**Instructions for the task:** If a line of the records contains the string "different", copy it out.

**Supplied records:**
□ □ □

PR #4048, opened 2026-09-07
feat: declare optional peer dependencies for generated-code runtimes (#2330, #3459)

### LINKED ISSUE #2330: Optional peer dependencies for TanStack Query, MSW, faker etc.
The automatically generated code assumes certain libraries are installed, but there doesn't seem to be a version range specified anywhere.

Most fitting would be to add peer dependencies in package.json specifying the supported versions for each library.

To avoid unnecessary warnings, optional peer dependencies should use [peerDependenciesMeta](https://docs.npmjs.com/cli/v11/configuring-npm/package-json#peerdependenciesmeta)

The follow peer dependencies should be added:

- [x] TanStack Query
- [ ] MSW
- [ ] Faker
- [x] Zod

Feel free to add comments for any other libraries that should be added to the list.

### LINKED ISSUE #3459: chore: standardize `peerDependencies` for runtime deps in `@orval/*` packages
## Summary

Currently, neither `@orval/zod` nor `@orval/effect` declare their respective runtime schema libraries (`zod` and `effect`) as `peerDependencies` in their `package.json` manifests — they rely on the consuming app to have the library installed.

This is a repo-wide convention question: should all `@orval/*` packages that wrap a user-facing library declare it explicitly as a `peerDependency`?

**Pros of adding explicit `peerDependencies`:**
- Package managers (npm, pnpm, yarn) will warn users if the peer is missing or the version is incompatible.
- Signals the version contract clearly to consumers.
- Follows standard ecosystem practice for plugin/wrapper packages.

**Current state:**
- `packages/zod/package.json` — `zod` is not listed under `peerDependencies`.
- `packages/effect/package.json` — `effect` is not listed under `peerDependencies` (matching `@orval/zod` convention).

## Suggested action

Decide on a repo-wide convention and apply it consistently to all `@orval/*` packages that wrap a user-installable peer library. If the decision is to add peer deps, `packages/zod/package.json` and `packages/effect/package.json` (and potentially others) should be updated together.

## References

- Raised in PR #3444 by @anthlasserre: https://github.com/orval-labs/orval/pull/3444
- Related comment: https://github.com/orval-labs/orval/pull/3444#issuecomment-0 (see the skipped items discussion)

melloware:
Closes #2330 
Closes #3459 
— same goal from two angles: generated code imports libraries the packages never declared, so a package manager can't tell a user the library is missing or the version is wrong.

## Approach

Follows the convention already in the repo (`@orval/core`, `@orval/hono`, `orval`): `peerDependencies` plus `peerDependenciesMeta.optional`, so nothing is installed and nothing warns when a client is unused.

| package | peers |
|---|---|
| `@orval/query` | `@tanstack/react-query` `>=4`, `@tanstack/vue-query` `>=4`, `@tanstack/svelte-query` `>=4`, `@tanstack/solid-query` `>=5`, `@tanstack/angular-query-experimental` `>=5` |
| `@orval/mock` | `msw` `>=2`, `@faker-js/faker` `>=10` |
| `@orval/zod` | `zod` `>=3` |
| `@orval/effect` | `effect` `>=3` |
| `@orval/swr` | `swr` `>=2` |
| `@orval/mcp` | `@modelcontextprotocol/sdk` `>=1` |

I derived the package list from what the generators actually emit imports for, rather than from the issue text.

## Where the floors come from

Not from the catalogued versions — from what the code branches on:

- **react / vue / svelte start at 4**, because v3 is a *separate legacy package*. `isVueQueryV3` and `isSvelteQueryV3` check for the presence of `vue-query` / `svelte-query`, not a version of the scoped one.
- **solid and angular start at 5** — every check on them (`isSolidQueryWithUsePrefix` at `5.71.5`, `isSolidQueryWithRenamedOptionsTypes` at `5.100.6`) gates a 5.x feature, and the code notes Angular Query is v5-only.
- **zod is `>=3`** because both `zod3` and `zod4` are catalogued and `compatible-v4.ts` branches on them.
- **msw is `>=2`** — no version branching anywhere, and the emitted code uses the v2 `http` / `HttpResponse` API.

Every catalogued version satisfies its declared range; I checked that mechanically rather than by eye.

## Two deliberate omissions

**The deprecated pre-TanStack packages** (`react-query`, `vue-query`, `svelte-query`) are left undeclared. Those code paths are *presence*-based, not version-based, so any range would assert something the code never verifies.

**`@orval/angular`, `@orval/axios`, `@orval/solid-start`** are left alone. They emit `@angular/core`, `rxjs`, `axios`, `qs`, `@solidjs/router`, but nothing in the codebase pins a floor for them and I would have been guessing. Happy to add them if you can give the supported ranges — I didn't want to invent version contracts.

## One thing worth a look

`@faker-js/faker` is set to `>=10` to match what `@orval/core` already declares for its `allLocales` type import — a different floor would make the two packages contradict each other. But `isFakerVersionV9` still branches for v9, so the real supported floor may be lower than 10. That predates this change, so I left it; if v9 is genuinely supported, both should move together.

## Verification

`vp install` resolves cleanly with the new peers. `vp run lint` (type-aware + type-check), `vp run format:check`, `vp run test` and `vp run test:snapshots` all pass — manifest-only change, no generated output affected.

> [!NOTE]
> `vp install` also rewrote `bun.lock` with unrelated `@inquirer/*` version churn. I reverted it so this stays a manifest-only diff — worth regenerating deliberately if you want the lockfile refreshed.

## Summary by CodeRabbit

- **Chores**
  - Added optional compatibility declarations for Effect, Model Context Protocol, mocking tools, query libraries, SWR, and Zod integrations.
  - Clarified supported version ranges for query adapters across React, Vue, Svelte, Solid, and Angular.
  - Added clearer support information for optional integrations without requiring them for all installations.
  - Expanded compatibility with earlier supported versions of the Faker library.

### DIFF
--- a/packages/mock/package.json
+++ b/packages/mock/package.json
@@ -30,5 +30,17 @@
     "rimraf": "catalog:",
     "typescript": "catalog:",
     "vite-plus": "catalog:"
+  },
+  "peerDependencies": {
+    "msw": ">=2",
+    "@faker-js/faker": ">=10"
+  },
+  "peerDependenciesMeta": {
+    "msw": {
+      "optional": true
+    },
+    "@faker-js/faker": {
+      "optional": true
+    }
   }
 }
--- a/packages/mock/package.json
+++ b/packages/mock/package.json
@@ -32,8 +32,8 @@
     "vite-plus": "catalog:"
   },
   "peerDependencies": {
-    "msw": ">=2",
-    "@faker-js/faker": ">=10"
+    "@faker-js/faker": ">=10",
+    "msw": ">=2"
   },
   "peerDependenciesMeta": {
     "msw": {
--- a/packages/mock/package.json
+++ b/packages/mock/package.json
@@ -32,7 +32,7 @@
     "vite-plus": "catalog:"
   },
   "peerDependencies": {
-    "@faker-js/faker": ">=10",
+    "@faker-js/faker": ">=8",
     "msw": ">=2"
   },
   "peerDependenciesMeta": {
--- a/packages/query/package.json
+++ b/packages/query/package.json
@@ -31,5 +31,29 @@
     "rimraf": "catalog:",
     "typescript": "catalog:",
     "vite-plus": "catalog:"
+  },
+  "peerDependencies": {
+    "@tanstack/react-query": ">=4",
+    "@tanstack/vue-query": ">=4",
+    "@tanstack/svelte-query": ">=4",
+    "@tanstack/solid-query": ">=5",
+    "@tanstack/angular-query-experimental": ">=5"
+  },
+  "peerDependenciesMeta": {
+    "@tanstack/react-query": {
+      "optional": true
+    },
+    "@tanstack/vue-query": {
+      "optional": true
+    },
+    "@tanstack/svelte-query": {
+      "optional": true
+    },
+    "@tanstack/solid-query": {
+      "optional": true
+    },
+    "@tanstack/angular-query-experimental": {
+      "optional": true
+    }
   }
 }
--- a/packages/query/package.json
+++ b/packages/query/package.json
@@ -33,11 +33,11 @@
     "vite-plus": "catalog:"
   },
   "peerDependencies": {
+    "@tanstack/angular-query-experimental": ">=5",
     "@tanstack/react-query": ">=4",
-    "@tanstack/vue-query": ">=4",
-    "@tanstack/svelte-query": ">=4",
     "@tanstack/solid-query": ">=5",
-    "@tanstack/angular-query-experimental": ">=5"
+    "@tanstack/svelte-query": ">=4",
+    "@tanstack/vue-query": ">=4"
   },
   "peerDependenciesMeta": {
     "@tanstack/react-query": {
--- a/packages/query/package.json
+++ b/packages/query/package.json
@@ -35,7 +35,7 @@
   "peerDependencies": {
     "@tanstack/angular-query-experimental": ">=5",
     "@tanstack/react-query": ">=4",
-    "@tanstack/solid-query": ">=5",
+    "@tanstack/solid-query": ">=4",
     "@tanstack/svelte-query": ">=4",
     "@tanstack/vue-query": ">=4"
   },
--- a/bun.lock
+++ b/bun.lock
@@ -67,7 +67,7 @@
         "vite-plus": "catalog:",
       },
       "peerDependencies": {
-        "@faker-js/faker": ">=10",
+        "@faker-js/faker": ">=8",
       },
       "optionalPeers": [
         "@faker-js/faker",
@@ -85,6 +85,12 @@
         "typescript": "catalog:",
         "vite-plus": "catalog:",
       },
+      "peerDependencies": {
+        "effect": ">=3",
+      },
+      "optionalPeers": [
+        "effect",
+      ],
     },
     "packages/fetch": {
       "name": "@orval/fetch",
@@ -135,6 +141,12 @@
         "typescript": "catalog:",
         "vite-plus": "catalog:",
       },
+      "peerDependencies": {
+        "@modelcontextprotocol/sdk": ">=1",
+      },
+      "optionalPeers": [
+        "@modelcontextprotocol/sdk",
+      ],
     },
     "packages/mock": {
       "name": "@orval/mock",
@@ -148,6 +160,14 @@
         "typescript": "catalog:",
         "vite-plus": "catalog:",
       },
+      "peerDependencies": {
+        "@faker-js/faker": ">=8",
+        "msw": ">=2",
+      },
+      "optionalPeers": [
+        "@faker-js/faker",
+        "msw",
+      ],
     },
     "packages/orval": {
       "name": "orval",
@@ -213,6 +233,20 @@
         "typescript": "catalog:",
         "vite-plus": "catalog:",
       },
+      "peerDependencies": {
+        "@tanstack/angular-query-experimental": ">=5",
+        "@tanstack/react-query": ">=4",
+        "@tanstack/solid-query": ">=4",
+        "@tanstack/svelte-query": ">=4",
+        "@tanstack/vue-query": ">=4",
+      },
+      "optionalPeers": [
+        "@tanstack/angular-query-experimental",
+        "@tanstack/react-query",
+        "@tanstack/solid-query",
+        "@tanstack/svelte-query",
+        "@tanstack/vue-query",
+      ],
     },
     "packages/solid-start": {
       "name": "@orval/solid-start",
@@ -238,6 +272,12 @@
         "typescript": "catalog:",
         "vite-plus": "catalog:",
       },
+      "peerDependencies": {
+        "swr": ">=2",
+      },
+      "optionalPeers": [
+        "swr",
+      ],
     },
     "packages/zod": {
       "name": "@orval/zod",
@@ -253,6 +293,12 @@
         "typescript": "catalog:",
         "vite-plus": "catalog:",
       },
+      "peerDependencies": {
+        "zod": ">=3",
+      },
+      "optionalPeers": [
+        "zod",
+      ],
     },
     "samples/angular-app": {
       "name": "angular-app",
--- a/packages/core/package.json
+++ b/packages/core/package.json
@@ -47,7 +47,7 @@
     "vite-plus": "catalog:"
   },
   "peerDependencies": {
-    "@faker-js/faker": ">=10"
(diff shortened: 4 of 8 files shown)


melloware:
@snebjorn @the-ult @chcederquist please review

packages/query/package.json
```diff
@@ -31,5 +31,29 @@
     "rimraf": "catalog:",
     "typescript": "catalog:",
     "vite-plus": "catalog:"
+  },
+  "peerDependencies": {
+    "@tanstack/angular-query-experimental": ">=5",
+    "@tanstack/react-query": ">=4",
+    "@tanstack/solid-query": ">=5",
+    "@tanstack/svelte-query": ">=4",
+    "@tanstack/vue-query": ">=4"
```
snebjorn, line 40: I believe this will make everyone unhappy.
Angular apps will get warnings about react, solid, svelte, etc... and visa versa

packages/mock/package.json
```diff
@@ -30,5 +30,17 @@
     "rimraf": "catalog:",
     "typescript": "catalog:",
     "vite-plus": "catalog:"
+  },
+  "peerDependencies": {
+    "@faker-js/faker": ">=10",
+    "msw": ">=2"
```
snebjorn: orval includes all `@orval` packages so everyone will get a bunch of irrelevant peer dependency warnings. Won't they?

snebjorn (commented):
I'm not sure this is the right way to go

melloware:
I was wondering that.  Not sure anyone will be happy trying to do any peer dependencies. These projects are pretty intertwined. Not sure there is a better way?

the-ult:
And msw should be < 3 as well. 
Since 3 will probably have some breaking changes

snebjorn:
IMO it's reasonable to expect users that generate a http client for a framework to have that framework installed. I see a problem if we use some other package that is not obvious from the http client choice.

We could add expected installed packages to the docs for each framework.
We could try to find the users package.json file and scan it for expected packages then give warnings on missing packages.

melloware:
So should we bail on this effort and close the tickets?  I agree we should expect people to have the right dependencies. 

Thoughts?

melloware:
Thanks for the push-back @snebjorn — I dug into it, and I think the concern is real but points at a different failure mode than the one described. Summary of what I verified:

## Missing optional peers are silent

> Angular apps will get warnings about react, solid, svelte, etc... and vice versa

> orval includes all `@orval` packages so everyone will get a bunch of irrelevant peer dependency warnings. Won't they?

They shouldn't. `peerDependenciesMeta.optional: true` means npm 7+, pnpm, Yarn Berry and bun all stay quiet when the package is **absent**, and pnpm's `auto-install-peers` explicitly skips optional peers. An Angular-only consumer sees nothing for `@tanstack/react-query` et al.

The one exception worth naming: **Yarn 1 classic ignores `peerDependenciesMeta` entirely** and warns on every missing peer. Legacy, but not zero users.

## The real risk is the inverse: peer *present* but out of range

That case isn't a warning — on npm it's a hard `ERESOLVE` install failure. And two of the floors I picked sit above versions the generators still handle, so this PR as it stands would break installs that work today:

### 1. `@tanstack/solid-query: ">=5"` is too strict

`isQueryV5()` (`packages/query/src/dependencies.ts:460-483`) returns `false` for solid-query below 5, and `frameworks/index.ts:354` feeds that into the adapter — the v4 output shape is a live code path, and `@tanstack/solid-query@4` shipped. The floors I cited in the description (`isSolidQueryWithUsePrefix` at `5.71.5`, `isSolidQueryWithRenamedOptionsTypes` at `5.100.6`) gate *features within* v5; `isQueryV5` is the check that actually gates v4-vs-v5. This should be `>=4`, consistent with react/vue/svelte.

### 2. `@faker-js/faker: ">=10"` contradicts the generator's own branching

I flagged this in the description and deferred to the existing `@orval/core` declaration. That was the wrong call. `isFakerVersionV9`'s `false` branch (`packages/mock/src/faker/getters/scalar.ts:224`) emits working pre-v9 output, so faker 8 and 9 are supported paths and `>=10` turns them into install failures. Propagating the floor to a second package doubles the blast radius rather than fixing it.

The `>=10` in core came from #3008, so this is a shared correction — both packages should move to the true floor in one commit.

## Verified as correct, no change needed

- `swr >=2` — the generator imports from `swr/mutation`, which is v2-only.
- `@tanstack/angular-query-experimental >=5` — that package never published a sub-5 version.
- `zod >=3` — matches the zod3/zod4 branching in `compatible-v4.ts`.
- Leaving legacy `react-query` / `vue-query` / `@sveltestack/svelte-query` undeclared — those are presence checks, not version checks, so any range would assert something the code never verifies.
- Every catalogued and sample version satisfies its declared range.

## Non-issues I checked

- **Lockfile drift is not CI-breaking.** `bun.lock` does lack peer entries for the six changed packages while `core`/`hono`/`orval` have them, and CI runs `vp install --frozen-lockfile` (`pr-checks.yaml:41,111`) — but the install step passed on `afed466` on both ubuntu and windows. Bun tolerates added optional peers that don't change the resolution tree. Cosmetic staleness only.
- **`@orval/mcp` and `zod`.** MCP output always emits `import * as zod`, but `@orval/mcp` depends on `@orval/zod` (`workspace:*`), so `zod >=3` already propagates transitively.

## Nits

- `peerDependenciesMeta` keys are unsorted in `query` and `mock` while `peerDependencies` is sorted — odd given afed46622 was specifically a sort pass.
- The description calls the legacy Svelte package `svelte-query`; it's actually `@sveltestack/svelte-query`. Description only, no code impact.

---

So: happy to fix the two floors (`solid-query` → `>=4`, faker → the real floor in both `mock` and `core`). @snebjorn if you'd still rather not take the peer-dependency approach at all given the Yarn 1 caveat, say the word and I'll close this — but I think with those two corrections the ERESOLVE risk goes away.

melloware:
Pushed 477076a90 with the two floor fixes — plus a correction to something I got wrong above.

## Correction: the lockfile drift *is* real

I said "lockfile drift is not CI-breaking" because the `Install dependencies` step was green. That was the wrong conclusion — I read the check result instead of the log.

What actually happens in `pr-checks.yaml`: the `Setup Vite+` step (`voidzero-dev/setup-vp@v1`, `cache: true`) runs its **own unfrozen `vp install` first**, and the log shows it printing `Saved lockfile` at `19:11:48` — it rewrites `bun.lock` on disk to add the missing peer metadata. The explicit `vp install --frozen-lockfile` step then runs at `19:11:57` against the already-fixed lockfile and trivially passes.

Confirmed locally: `vp install --frozen-lockfile` **fails** on the PR head (`error: lockfile had changes, but lockfile is frozen`) and **passes** on `master`. So CI green was a false signal, and reverting the lockfile to keep the diff manifest-only was the thing that broke it.

`bun.lock` is now synced. I kept it surgical: only the `peerDependencies`/`optionalPeers` blocks for the six workspace packages (47 insertions), with the unrelated `@inquirer/*`, `mime-db`/`mime-types`, `mute-stream` and `tough-cookie` churn from a full re-resolve left out. That churn is still worth a deliberate refresh at some point, just not in this PR.

## The two floor fixes

- **`@tanstack/solid-query` `>=5` → `>=4`.** `isQueryV5(pkg, 'solid-query')` has a live `false` branch emitting the v4 output shape, and `4.4.0` is the oldest version that package ever published — so `>=4` is both correct and the natural floor.
- **`@faker-js/faker` `>=10` → `>=8`**, in `@orval/mock` and `@orval/core` together. `isFakerVersionV9`'s `false` branch emits working pre-v9 output, and I checked the tarballs: `allLocales` — the only faker symbol `@orval/core` imports — is exported from `8.0.0` (`export * as allLocales`) through `10.3.0`, but is absent in `7.6.0`. So 8 is the true floor for both the type import and the generator branching.

Widening `@orval/core`'s range is non-breaking for consumers (strictly fewer conflicts), so it shouldn't need the `!` marker that #3008 carried.

Verified: `vp install --frozen-lockfile`, `vp fmt --check`, and `vp run -w test` (327 tests, 11 files) all pass locally.

@snebjorn the Yarn 1 caveat from my previous comment still stands as the one unavoidable downside — Yarn classic ignores `peerDependenciesMeta` and will warn on missing optional peers. If that's a blocker for you I'm happy to close this; otherwise I think the ERESOLVE risk you were pointing at is now gone.

snebjorn:
Ah I see, I must have remembered the old behavior.

Yarn classic is legacy at this point, anyone still using it is willingly choosing pain :D

melloware:
I am inclined to merge this and see how it goes in 8.31 and we can always roll it back if someone complains.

□ □ □

**Reply:**
`@faker-js/faker` is set to `>=10` to match what `@orval/core` already declares for its `allLocales` type import — a different floor would make the two packages contradict each other. But `isFakerVersionV9` still branches for v9, so the real supported floor may be lower than 10. That predates this change, so I left it; if v9 is genuinely supported, both should move together.
Thanks for the push-back @snebjorn — I dug into it, and I think the concern is real but points at a different failure mode than the one described. Summary of what I verified:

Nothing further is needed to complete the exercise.